◆ **INPUT RECORDS**:
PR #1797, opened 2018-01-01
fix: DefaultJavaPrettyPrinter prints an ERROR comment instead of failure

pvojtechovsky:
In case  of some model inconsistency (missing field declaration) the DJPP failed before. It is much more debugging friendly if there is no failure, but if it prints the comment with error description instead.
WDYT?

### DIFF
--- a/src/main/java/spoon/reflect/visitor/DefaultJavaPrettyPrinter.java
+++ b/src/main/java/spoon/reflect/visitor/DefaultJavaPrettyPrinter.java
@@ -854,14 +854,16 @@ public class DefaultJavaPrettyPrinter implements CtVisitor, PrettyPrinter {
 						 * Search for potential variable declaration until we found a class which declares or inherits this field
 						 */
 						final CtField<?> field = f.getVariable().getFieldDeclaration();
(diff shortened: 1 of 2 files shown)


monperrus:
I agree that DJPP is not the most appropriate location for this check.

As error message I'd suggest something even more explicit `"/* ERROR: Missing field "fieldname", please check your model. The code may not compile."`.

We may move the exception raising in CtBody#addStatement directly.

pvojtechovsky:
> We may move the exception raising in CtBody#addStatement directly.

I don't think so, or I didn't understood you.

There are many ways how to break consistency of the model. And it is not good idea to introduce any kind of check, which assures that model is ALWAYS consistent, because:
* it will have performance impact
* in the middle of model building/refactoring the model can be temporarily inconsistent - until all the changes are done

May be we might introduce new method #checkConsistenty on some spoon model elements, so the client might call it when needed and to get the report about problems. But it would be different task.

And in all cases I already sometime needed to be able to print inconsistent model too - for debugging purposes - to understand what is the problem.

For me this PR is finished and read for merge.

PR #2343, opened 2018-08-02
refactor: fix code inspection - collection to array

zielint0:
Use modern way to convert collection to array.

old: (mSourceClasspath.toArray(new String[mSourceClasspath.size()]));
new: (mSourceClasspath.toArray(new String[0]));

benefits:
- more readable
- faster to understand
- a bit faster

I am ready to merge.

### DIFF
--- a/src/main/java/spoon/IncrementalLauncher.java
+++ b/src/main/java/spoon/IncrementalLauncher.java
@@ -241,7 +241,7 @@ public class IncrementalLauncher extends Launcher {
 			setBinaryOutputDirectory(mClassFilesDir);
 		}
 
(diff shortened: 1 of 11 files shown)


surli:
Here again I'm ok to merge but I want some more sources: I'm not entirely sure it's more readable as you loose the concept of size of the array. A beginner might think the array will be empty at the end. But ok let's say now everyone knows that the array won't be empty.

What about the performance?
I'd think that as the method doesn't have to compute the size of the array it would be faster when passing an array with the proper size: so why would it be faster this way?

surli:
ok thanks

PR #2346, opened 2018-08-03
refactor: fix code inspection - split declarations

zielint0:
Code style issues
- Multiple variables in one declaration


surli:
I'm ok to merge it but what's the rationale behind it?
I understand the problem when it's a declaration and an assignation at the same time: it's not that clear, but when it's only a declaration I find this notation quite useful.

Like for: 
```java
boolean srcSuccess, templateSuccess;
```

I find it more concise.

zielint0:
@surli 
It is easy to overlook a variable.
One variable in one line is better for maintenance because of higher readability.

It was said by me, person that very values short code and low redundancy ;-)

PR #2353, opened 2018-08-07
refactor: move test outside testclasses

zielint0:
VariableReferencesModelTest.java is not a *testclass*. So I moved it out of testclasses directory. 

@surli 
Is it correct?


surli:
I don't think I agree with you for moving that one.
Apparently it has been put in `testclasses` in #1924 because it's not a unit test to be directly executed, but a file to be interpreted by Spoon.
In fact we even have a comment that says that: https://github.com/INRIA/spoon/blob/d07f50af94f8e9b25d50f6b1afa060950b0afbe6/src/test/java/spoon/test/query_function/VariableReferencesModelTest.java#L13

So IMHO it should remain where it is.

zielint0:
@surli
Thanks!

◆ **THE PROBLEM**:
From the records above, extract exactly and only the lines that begin at the line with "For me this" and stop after the line with "I'm ok to merge it".

◆ **RESULT OF THE EXERCISE**:
For me this PR is finished and read for merge.

PR #2343, opened 2018-08-02
refactor: fix code inspection - collection to array

zielint0:
Use modern way to convert collection to array.

old: (mSourceClasspath.toArray(new String[mSourceClasspath.size()]));
new: (mSourceClasspath.toArray(new String[0]));

benefits:
- more readable
- faster to understand
- a bit faster

I am ready to merge.

### DIFF
--- a/src/main/java/spoon/IncrementalLauncher.java
+++ b/src/main/java/spoon/IncrementalLauncher.java
@@ -241,7 +241,7 @@ public class IncrementalLauncher extends Launcher {
 			setBinaryOutputDirectory(mClassFilesDir);
 		}
 
(diff shortened: 1 of 11 files shown)


surli:
Here again I'm ok to merge but I want some more sources: I'm not entirely sure it's more readable as you loose the concept of size of the array. A beginner might think the array will be empty at the end. But ok let's say now everyone knows that the array won't be empty.

What about the performance?
I'd think that as the method doesn't have to compute the size of the array it would be faster when passing an array with the proper size: so why would it be faster this way?

surli:
ok thanks

PR #2346, opened 2018-08-03
refactor: fix code inspection - split declarations

zielint0:
Code style issues
- Multiple variables in one declaration


surli:
I'm ok to merge it but what's the rationale behind it?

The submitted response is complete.